> Records provided:
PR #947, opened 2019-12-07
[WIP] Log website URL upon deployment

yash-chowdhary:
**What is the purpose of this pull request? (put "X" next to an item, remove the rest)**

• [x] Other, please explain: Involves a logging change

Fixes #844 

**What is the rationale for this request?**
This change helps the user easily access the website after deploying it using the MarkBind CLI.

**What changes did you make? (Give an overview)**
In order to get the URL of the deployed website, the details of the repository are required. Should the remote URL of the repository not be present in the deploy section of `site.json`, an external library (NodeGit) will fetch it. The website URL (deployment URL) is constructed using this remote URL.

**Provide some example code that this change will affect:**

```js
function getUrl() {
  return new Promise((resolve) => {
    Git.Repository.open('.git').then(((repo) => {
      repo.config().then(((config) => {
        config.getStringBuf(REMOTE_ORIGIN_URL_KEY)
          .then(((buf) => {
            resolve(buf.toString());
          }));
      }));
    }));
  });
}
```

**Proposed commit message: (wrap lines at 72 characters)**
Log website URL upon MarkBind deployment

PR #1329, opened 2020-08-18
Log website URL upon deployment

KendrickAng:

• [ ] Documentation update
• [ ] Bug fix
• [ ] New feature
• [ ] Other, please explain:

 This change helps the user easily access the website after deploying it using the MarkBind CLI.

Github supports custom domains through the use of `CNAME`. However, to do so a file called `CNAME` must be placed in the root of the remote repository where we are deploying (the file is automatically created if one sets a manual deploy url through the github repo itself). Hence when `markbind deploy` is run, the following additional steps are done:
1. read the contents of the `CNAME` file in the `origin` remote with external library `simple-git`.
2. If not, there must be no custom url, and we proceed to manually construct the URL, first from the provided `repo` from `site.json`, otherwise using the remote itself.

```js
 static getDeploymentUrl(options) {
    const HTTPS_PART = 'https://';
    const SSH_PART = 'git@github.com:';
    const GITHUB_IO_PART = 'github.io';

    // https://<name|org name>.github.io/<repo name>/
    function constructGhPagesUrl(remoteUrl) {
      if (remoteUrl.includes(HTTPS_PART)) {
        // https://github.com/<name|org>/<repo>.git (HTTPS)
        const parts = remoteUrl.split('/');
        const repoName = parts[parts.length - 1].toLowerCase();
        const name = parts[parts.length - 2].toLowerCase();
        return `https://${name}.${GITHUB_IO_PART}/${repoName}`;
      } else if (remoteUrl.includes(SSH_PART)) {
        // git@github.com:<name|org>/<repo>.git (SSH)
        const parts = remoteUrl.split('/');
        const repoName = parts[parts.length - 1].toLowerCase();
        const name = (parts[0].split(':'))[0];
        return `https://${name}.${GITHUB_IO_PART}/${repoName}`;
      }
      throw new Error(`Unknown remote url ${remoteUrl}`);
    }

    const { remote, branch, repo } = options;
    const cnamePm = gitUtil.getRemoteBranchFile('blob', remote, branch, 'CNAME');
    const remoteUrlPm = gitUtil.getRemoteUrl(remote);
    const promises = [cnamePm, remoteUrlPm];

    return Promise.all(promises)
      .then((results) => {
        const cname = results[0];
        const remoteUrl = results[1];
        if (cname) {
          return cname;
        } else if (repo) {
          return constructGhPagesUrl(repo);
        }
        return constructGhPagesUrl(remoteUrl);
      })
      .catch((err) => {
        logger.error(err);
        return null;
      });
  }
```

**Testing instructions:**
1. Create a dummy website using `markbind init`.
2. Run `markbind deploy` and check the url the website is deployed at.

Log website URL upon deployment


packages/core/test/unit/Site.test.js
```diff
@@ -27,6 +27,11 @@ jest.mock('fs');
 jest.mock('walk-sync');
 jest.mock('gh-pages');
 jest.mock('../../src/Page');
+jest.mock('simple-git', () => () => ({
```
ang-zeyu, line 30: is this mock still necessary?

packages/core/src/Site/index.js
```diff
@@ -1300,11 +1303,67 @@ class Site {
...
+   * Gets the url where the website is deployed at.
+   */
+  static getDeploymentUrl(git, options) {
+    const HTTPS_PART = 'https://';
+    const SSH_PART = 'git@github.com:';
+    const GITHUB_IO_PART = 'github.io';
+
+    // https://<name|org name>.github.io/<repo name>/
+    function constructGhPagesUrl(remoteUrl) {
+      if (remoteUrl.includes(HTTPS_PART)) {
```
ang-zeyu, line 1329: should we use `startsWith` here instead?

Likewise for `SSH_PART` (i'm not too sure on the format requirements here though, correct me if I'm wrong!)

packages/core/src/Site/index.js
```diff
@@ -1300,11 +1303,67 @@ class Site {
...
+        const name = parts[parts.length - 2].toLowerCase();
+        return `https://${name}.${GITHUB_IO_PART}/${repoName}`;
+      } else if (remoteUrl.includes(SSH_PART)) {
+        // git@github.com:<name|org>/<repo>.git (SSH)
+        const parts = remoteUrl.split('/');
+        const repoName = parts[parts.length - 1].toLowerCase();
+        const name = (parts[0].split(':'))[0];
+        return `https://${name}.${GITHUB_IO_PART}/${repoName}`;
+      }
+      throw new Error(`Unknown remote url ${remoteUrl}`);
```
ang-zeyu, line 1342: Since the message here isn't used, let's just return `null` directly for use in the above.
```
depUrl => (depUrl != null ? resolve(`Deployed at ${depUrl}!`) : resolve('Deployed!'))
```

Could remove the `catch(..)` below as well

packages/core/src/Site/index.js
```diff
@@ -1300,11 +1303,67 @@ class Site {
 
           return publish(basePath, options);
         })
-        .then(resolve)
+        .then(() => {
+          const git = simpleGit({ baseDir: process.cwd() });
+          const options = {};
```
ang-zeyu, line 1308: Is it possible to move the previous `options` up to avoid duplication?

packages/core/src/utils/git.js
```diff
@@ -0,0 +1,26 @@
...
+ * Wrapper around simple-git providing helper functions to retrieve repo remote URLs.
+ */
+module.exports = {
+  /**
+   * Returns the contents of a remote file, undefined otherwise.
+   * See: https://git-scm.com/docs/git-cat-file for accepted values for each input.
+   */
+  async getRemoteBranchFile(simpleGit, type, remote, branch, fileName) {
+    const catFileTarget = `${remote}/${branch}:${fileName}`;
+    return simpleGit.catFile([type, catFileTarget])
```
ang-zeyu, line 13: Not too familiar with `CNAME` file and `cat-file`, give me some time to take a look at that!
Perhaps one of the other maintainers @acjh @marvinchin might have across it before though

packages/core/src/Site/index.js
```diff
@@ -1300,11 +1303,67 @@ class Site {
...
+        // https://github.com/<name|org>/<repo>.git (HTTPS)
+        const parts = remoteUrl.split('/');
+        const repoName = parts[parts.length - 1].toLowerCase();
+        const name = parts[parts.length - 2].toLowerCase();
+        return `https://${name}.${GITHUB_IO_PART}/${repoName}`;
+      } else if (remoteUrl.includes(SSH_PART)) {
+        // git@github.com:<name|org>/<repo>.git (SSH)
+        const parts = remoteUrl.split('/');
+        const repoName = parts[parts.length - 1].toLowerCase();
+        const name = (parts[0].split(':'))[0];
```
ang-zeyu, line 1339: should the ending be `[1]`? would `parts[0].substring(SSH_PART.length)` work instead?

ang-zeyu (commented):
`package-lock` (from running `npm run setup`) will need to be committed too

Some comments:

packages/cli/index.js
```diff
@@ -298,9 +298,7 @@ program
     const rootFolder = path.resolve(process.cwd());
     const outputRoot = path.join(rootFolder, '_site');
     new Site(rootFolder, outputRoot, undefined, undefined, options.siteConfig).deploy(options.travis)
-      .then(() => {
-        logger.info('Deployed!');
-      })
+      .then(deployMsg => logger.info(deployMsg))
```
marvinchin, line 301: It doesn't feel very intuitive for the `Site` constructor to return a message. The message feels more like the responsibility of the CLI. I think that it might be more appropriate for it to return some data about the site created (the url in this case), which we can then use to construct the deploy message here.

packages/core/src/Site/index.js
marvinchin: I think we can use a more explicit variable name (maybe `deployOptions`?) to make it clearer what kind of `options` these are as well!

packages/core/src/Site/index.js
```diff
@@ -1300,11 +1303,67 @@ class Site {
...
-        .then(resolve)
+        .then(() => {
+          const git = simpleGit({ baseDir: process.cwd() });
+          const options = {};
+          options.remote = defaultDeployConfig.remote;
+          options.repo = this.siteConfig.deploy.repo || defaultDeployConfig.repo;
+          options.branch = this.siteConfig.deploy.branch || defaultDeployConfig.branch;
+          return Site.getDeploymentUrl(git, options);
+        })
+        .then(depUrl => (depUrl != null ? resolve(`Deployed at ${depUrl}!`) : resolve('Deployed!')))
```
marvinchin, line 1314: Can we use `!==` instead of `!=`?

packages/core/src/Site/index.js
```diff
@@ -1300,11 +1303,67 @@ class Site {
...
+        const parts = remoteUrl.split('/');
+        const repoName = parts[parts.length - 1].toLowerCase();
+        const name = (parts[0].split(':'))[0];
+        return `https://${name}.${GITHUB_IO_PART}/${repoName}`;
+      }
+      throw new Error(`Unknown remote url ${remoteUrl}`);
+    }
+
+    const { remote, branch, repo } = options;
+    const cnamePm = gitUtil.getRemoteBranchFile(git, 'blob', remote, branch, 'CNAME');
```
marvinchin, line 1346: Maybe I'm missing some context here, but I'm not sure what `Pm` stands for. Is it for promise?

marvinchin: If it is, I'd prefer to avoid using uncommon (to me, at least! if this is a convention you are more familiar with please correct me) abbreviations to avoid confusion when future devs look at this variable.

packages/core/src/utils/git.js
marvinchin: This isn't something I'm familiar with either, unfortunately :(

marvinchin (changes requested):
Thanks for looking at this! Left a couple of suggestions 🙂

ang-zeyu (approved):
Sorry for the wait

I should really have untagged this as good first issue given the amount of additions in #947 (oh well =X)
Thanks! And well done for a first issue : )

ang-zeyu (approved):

==

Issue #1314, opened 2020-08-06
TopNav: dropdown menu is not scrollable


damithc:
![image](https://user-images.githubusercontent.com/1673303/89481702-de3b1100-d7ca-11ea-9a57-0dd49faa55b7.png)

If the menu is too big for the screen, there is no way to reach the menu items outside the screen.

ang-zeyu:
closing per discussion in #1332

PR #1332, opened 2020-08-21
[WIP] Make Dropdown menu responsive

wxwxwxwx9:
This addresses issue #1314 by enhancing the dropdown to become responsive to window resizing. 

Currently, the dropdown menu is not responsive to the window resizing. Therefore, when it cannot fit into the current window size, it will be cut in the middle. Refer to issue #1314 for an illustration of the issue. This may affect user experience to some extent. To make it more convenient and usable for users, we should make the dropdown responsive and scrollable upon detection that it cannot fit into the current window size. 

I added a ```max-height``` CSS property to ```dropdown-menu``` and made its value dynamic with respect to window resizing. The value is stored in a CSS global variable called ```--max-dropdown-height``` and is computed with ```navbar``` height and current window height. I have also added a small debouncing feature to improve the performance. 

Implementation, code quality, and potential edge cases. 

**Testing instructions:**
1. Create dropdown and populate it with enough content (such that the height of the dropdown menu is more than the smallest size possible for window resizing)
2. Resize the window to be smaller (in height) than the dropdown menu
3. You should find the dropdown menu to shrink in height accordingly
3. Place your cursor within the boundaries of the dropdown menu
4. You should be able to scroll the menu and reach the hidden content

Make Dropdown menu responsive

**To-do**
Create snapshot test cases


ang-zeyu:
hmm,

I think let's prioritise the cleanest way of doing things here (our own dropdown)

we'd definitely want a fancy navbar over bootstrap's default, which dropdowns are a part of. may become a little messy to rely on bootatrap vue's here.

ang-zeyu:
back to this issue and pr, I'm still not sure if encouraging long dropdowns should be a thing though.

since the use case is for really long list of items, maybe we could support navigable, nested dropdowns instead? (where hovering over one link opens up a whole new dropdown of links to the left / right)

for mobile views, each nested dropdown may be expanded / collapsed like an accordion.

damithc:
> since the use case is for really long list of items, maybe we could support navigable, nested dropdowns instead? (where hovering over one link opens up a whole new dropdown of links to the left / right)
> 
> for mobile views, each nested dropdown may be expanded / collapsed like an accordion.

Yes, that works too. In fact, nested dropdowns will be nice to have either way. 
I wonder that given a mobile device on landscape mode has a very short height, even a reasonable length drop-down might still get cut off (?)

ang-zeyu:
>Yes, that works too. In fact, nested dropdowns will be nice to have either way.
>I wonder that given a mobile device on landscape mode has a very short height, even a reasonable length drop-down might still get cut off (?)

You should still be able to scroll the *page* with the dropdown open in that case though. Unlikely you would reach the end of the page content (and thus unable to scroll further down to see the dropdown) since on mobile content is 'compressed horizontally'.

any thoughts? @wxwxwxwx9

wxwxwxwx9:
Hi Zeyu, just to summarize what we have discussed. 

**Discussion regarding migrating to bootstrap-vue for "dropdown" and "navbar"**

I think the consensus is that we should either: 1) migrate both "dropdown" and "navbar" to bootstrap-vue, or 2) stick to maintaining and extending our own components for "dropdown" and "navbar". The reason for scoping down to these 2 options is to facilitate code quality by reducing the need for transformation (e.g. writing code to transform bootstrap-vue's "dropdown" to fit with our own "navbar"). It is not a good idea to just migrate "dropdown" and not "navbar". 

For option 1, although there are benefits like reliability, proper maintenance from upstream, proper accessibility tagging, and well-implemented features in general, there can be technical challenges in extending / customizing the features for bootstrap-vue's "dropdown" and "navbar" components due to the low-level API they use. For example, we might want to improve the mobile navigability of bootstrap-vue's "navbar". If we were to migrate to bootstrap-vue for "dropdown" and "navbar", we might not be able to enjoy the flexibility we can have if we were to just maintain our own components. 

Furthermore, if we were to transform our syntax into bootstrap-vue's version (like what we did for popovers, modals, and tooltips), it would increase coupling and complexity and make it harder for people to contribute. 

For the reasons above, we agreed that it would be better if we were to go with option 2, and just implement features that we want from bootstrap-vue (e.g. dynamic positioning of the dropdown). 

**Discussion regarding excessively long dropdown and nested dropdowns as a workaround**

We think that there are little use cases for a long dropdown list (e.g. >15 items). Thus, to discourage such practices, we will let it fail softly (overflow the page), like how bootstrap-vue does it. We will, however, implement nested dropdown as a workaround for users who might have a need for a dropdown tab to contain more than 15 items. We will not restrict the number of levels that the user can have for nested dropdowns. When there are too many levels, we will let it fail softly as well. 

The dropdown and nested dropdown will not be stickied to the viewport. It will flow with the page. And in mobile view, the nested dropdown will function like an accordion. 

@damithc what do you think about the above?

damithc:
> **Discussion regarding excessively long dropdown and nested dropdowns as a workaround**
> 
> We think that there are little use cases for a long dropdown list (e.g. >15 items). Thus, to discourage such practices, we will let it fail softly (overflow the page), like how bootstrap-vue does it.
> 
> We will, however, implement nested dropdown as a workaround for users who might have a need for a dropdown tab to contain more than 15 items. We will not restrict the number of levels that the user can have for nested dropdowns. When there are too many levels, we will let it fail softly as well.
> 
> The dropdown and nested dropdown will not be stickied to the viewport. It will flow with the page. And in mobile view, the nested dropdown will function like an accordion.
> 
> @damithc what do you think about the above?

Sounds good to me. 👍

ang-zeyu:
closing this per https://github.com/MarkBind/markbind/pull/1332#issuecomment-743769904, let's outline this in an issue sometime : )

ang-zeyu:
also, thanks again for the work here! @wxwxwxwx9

==

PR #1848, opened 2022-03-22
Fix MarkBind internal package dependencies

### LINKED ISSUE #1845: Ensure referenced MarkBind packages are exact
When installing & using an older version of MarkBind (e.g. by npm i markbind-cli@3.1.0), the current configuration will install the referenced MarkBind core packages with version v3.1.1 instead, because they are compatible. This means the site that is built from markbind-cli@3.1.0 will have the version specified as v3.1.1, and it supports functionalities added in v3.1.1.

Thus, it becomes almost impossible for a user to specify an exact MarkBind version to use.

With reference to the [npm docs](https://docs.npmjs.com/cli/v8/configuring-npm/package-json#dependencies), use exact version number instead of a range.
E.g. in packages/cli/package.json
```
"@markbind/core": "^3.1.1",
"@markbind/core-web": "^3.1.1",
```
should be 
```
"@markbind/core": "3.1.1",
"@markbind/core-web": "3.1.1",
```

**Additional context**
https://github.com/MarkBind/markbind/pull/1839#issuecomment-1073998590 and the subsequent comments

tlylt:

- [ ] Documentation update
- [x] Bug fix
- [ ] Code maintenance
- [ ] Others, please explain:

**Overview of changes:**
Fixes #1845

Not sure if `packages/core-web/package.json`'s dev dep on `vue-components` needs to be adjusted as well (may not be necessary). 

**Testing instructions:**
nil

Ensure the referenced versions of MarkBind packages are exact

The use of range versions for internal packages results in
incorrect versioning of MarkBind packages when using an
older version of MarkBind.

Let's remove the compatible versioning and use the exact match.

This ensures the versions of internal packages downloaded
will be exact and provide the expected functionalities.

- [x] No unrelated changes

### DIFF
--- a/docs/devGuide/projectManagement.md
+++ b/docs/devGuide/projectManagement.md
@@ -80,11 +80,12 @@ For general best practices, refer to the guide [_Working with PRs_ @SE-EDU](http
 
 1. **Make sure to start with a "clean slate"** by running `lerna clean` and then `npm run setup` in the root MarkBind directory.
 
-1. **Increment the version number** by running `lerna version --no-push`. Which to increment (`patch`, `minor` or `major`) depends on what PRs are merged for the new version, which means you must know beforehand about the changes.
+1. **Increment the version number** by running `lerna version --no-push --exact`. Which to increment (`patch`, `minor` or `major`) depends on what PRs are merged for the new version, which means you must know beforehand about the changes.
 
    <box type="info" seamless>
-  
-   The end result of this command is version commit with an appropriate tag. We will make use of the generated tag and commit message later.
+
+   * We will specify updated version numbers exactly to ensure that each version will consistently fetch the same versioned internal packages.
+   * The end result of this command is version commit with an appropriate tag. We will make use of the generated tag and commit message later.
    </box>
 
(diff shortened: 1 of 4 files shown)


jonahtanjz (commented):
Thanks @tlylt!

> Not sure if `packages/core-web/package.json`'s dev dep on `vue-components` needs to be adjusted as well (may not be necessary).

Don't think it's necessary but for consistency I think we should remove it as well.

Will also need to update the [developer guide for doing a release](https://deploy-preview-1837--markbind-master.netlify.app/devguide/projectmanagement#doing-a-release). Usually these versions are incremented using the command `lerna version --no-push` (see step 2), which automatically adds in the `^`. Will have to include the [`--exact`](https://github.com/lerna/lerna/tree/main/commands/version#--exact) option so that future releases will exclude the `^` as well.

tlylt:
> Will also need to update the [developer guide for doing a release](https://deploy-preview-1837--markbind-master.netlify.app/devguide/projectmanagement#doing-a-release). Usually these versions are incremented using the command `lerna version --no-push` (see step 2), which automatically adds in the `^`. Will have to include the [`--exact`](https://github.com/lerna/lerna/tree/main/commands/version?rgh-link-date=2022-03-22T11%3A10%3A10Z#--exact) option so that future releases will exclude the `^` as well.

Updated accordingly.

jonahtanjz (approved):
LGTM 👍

> Exercise instructions: Bring together each line above where the string "fileName" turns up.

> Result of the exercise:
+  async getRemoteBranchFile(simpleGit, type, remote, branch, fileName) {
+    const catFileTarget = `${remote}/${branch}:${fileName}`;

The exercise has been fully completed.